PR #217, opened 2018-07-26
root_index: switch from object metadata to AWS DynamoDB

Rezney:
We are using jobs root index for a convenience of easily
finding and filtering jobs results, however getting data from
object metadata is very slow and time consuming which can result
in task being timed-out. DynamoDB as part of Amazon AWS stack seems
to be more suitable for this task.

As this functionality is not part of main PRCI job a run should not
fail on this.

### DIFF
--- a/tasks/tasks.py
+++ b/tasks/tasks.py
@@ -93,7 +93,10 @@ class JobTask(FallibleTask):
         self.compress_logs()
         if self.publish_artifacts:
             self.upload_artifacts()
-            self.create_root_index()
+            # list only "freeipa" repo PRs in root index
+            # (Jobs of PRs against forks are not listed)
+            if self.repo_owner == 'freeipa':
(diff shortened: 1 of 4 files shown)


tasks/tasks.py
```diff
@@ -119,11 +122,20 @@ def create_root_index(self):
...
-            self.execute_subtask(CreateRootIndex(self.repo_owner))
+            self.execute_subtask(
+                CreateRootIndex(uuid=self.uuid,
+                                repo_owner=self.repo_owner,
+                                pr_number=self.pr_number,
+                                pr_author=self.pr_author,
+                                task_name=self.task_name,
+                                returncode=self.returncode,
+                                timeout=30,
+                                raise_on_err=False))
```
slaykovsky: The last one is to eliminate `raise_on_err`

****************

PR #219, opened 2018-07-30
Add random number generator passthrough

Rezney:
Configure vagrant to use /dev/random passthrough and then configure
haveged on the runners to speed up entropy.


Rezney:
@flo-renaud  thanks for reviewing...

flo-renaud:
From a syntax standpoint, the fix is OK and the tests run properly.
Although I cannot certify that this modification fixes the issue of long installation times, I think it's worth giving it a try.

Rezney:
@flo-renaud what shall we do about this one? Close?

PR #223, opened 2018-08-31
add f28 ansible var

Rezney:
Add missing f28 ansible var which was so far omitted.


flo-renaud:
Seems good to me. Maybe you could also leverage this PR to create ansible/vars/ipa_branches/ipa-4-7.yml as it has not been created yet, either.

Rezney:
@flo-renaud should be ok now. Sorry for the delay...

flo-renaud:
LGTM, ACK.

****************

The problem.
Take the lines above from the one containing "object metadata is" to the one containing "self.upload_artifacts()" and retype them exactly, both ends included, with nothing added.

Result below.
object metadata is very slow and time consuming which can result
in task being timed-out. DynamoDB as part of Amazon AWS stack seems
to be more suitable for this task.

As this functionality is not part of main PRCI job a run should not
fail on this.

### DIFF
--- a/tasks/tasks.py
+++ b/tasks/tasks.py
@@ -93,7 +93,10 @@ class JobTask(FallibleTask):
         self.compress_logs()
         if self.publish_artifacts:
             self.upload_artifacts()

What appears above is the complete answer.